Stored data entries
= = = =

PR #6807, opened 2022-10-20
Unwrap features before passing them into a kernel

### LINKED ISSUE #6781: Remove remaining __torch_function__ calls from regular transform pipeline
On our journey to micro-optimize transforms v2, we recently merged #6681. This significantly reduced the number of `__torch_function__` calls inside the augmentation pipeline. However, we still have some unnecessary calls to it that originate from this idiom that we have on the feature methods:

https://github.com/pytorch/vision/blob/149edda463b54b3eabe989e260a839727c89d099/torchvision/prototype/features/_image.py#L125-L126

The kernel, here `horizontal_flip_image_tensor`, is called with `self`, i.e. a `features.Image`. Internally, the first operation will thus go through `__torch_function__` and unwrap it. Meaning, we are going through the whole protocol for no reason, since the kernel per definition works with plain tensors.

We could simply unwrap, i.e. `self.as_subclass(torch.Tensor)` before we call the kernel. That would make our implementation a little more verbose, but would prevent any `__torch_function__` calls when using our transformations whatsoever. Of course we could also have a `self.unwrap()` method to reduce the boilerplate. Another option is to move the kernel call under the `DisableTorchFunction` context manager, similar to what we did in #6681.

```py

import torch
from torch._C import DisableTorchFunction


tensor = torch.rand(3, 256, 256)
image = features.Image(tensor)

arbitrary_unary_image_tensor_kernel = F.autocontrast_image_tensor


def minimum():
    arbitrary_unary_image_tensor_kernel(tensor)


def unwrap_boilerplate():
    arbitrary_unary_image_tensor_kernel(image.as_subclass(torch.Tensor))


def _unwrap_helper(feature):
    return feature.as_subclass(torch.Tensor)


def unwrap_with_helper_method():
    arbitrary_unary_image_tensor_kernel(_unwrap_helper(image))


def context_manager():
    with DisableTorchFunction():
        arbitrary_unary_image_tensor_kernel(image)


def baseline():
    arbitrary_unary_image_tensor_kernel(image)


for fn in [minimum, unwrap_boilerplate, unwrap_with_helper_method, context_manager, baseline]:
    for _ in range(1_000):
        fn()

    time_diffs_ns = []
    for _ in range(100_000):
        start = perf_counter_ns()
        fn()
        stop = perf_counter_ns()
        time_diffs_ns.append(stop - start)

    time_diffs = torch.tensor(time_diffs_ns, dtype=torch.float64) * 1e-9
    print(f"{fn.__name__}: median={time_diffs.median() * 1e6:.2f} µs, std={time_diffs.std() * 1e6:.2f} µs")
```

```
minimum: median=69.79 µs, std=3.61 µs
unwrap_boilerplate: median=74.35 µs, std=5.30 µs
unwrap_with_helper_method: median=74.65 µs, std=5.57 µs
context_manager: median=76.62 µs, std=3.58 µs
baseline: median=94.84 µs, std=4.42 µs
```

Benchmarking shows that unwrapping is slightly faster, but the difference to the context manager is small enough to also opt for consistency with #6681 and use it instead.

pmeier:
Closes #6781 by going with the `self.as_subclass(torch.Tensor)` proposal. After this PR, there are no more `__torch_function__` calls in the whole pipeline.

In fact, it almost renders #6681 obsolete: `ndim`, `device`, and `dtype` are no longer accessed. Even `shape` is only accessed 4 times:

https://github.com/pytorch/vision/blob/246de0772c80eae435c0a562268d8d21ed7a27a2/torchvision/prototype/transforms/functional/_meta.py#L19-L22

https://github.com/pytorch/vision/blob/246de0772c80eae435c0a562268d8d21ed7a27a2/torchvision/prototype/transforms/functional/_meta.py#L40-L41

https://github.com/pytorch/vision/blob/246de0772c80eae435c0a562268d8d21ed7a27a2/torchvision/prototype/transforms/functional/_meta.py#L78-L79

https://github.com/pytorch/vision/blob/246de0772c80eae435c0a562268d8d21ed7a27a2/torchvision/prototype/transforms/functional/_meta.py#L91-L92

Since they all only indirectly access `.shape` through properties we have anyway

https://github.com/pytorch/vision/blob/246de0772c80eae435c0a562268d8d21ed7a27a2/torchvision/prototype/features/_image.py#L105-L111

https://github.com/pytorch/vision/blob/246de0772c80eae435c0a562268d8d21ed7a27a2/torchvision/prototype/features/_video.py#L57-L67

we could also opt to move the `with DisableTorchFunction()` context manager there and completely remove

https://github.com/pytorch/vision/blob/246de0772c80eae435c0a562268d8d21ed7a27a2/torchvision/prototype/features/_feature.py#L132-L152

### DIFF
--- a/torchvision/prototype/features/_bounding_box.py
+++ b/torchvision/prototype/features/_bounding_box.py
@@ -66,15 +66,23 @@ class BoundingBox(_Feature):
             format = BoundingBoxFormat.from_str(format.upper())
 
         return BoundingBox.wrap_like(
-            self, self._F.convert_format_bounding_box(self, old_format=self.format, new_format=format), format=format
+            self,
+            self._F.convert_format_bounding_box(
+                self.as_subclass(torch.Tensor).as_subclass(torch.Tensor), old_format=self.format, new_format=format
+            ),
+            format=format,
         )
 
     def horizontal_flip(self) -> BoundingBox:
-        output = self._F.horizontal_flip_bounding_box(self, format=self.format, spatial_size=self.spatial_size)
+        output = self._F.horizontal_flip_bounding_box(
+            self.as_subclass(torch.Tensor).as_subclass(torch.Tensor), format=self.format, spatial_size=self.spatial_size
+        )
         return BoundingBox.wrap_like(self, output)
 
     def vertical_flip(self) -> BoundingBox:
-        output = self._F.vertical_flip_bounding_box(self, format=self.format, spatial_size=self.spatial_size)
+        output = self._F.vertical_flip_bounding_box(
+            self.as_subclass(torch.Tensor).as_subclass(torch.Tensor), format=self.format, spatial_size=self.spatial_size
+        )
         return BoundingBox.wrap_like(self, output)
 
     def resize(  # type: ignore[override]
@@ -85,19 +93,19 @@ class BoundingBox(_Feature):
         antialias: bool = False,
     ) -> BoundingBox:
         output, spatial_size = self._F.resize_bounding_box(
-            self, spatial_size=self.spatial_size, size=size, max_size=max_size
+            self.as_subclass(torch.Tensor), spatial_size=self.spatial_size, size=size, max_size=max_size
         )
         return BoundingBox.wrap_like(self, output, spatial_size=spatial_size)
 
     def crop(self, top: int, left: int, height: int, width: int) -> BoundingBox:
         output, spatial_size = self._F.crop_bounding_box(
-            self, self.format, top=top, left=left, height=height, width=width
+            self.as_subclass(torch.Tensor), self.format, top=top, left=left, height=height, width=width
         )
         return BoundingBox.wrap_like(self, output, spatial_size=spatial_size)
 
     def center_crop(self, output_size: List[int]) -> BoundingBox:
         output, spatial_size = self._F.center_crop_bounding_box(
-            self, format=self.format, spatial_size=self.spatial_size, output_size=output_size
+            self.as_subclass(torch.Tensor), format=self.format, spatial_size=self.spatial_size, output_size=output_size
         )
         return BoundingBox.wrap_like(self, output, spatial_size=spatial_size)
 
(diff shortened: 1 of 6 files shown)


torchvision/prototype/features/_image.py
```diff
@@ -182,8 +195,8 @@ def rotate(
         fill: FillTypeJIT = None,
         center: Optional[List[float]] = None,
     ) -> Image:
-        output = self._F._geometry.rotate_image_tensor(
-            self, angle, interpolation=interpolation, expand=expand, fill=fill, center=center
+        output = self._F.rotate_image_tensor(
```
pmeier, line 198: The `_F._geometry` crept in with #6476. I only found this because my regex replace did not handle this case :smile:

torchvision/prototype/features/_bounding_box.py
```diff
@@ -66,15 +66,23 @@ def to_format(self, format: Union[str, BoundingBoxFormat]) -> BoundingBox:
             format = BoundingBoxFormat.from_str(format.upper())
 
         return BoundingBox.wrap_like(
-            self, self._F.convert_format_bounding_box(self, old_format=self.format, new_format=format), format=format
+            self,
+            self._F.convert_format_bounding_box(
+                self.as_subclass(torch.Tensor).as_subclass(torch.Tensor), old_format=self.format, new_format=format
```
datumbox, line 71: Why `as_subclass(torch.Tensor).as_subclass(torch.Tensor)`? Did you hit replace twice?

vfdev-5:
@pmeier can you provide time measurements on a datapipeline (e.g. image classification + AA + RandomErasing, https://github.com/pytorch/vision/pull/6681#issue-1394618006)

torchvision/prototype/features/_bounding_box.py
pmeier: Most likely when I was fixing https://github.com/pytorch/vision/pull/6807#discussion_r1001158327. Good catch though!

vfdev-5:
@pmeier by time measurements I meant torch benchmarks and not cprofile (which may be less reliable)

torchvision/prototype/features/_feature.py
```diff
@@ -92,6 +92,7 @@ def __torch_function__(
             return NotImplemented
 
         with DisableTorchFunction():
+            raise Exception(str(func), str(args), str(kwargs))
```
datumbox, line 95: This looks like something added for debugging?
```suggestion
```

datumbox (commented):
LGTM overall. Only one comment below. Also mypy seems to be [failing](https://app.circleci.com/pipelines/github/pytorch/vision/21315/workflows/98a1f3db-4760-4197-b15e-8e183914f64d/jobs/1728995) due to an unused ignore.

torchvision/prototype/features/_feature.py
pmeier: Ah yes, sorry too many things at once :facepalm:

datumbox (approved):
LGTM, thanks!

= = = =

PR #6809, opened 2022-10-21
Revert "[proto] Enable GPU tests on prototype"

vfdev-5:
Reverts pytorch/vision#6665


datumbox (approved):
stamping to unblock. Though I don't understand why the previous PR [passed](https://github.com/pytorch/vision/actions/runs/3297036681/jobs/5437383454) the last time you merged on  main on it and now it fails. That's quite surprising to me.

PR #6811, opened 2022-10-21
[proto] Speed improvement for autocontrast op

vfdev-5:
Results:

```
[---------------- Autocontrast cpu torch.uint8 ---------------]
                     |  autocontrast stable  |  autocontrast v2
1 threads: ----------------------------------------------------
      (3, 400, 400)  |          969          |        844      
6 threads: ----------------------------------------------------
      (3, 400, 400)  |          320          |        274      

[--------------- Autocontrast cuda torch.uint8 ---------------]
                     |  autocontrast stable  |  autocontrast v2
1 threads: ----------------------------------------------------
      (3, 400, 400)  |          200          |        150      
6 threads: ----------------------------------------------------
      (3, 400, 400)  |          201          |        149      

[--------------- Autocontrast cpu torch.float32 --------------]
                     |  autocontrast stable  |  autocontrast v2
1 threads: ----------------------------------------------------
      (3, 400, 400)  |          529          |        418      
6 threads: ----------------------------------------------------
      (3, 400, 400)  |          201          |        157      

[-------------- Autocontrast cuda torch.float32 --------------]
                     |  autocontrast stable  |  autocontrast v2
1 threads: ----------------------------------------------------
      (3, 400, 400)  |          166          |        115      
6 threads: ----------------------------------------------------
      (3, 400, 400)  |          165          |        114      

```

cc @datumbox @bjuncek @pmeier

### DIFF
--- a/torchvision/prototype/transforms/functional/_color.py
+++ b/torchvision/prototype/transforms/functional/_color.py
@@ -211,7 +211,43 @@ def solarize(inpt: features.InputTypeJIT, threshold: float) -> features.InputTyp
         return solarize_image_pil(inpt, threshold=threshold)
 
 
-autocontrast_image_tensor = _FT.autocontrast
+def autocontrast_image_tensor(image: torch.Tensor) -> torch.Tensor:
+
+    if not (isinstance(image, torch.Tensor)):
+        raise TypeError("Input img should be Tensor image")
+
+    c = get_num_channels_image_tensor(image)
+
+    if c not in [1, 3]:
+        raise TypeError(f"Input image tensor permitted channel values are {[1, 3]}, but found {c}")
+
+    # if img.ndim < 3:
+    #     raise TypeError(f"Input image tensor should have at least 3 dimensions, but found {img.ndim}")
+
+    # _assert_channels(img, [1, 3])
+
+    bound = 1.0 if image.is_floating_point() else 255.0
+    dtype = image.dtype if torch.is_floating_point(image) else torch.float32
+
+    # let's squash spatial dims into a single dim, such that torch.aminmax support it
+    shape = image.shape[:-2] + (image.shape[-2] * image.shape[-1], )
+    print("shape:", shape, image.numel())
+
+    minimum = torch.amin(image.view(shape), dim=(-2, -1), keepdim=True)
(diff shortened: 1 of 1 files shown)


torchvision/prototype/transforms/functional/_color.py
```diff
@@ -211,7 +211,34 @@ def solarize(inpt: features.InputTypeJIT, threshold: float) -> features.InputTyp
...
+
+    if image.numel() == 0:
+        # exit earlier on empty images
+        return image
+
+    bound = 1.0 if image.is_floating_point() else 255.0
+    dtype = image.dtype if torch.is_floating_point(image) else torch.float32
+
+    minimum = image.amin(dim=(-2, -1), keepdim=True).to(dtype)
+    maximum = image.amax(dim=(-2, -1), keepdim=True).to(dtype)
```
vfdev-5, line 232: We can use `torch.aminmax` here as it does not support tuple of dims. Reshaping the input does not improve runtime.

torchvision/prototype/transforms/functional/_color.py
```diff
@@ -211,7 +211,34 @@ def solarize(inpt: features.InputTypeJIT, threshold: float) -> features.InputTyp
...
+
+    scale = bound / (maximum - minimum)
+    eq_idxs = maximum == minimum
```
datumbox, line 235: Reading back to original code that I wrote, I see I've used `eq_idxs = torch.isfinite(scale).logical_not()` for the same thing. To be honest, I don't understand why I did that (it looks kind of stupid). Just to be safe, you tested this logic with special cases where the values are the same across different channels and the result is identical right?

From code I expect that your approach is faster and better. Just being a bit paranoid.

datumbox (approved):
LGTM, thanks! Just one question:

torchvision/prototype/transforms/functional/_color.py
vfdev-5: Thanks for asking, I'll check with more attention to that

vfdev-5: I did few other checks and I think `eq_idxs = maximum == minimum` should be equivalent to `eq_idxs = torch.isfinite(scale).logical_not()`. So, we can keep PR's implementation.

= = = =

Your task
Provide only the count of lines above in which the word "numel" occurs.

Result
2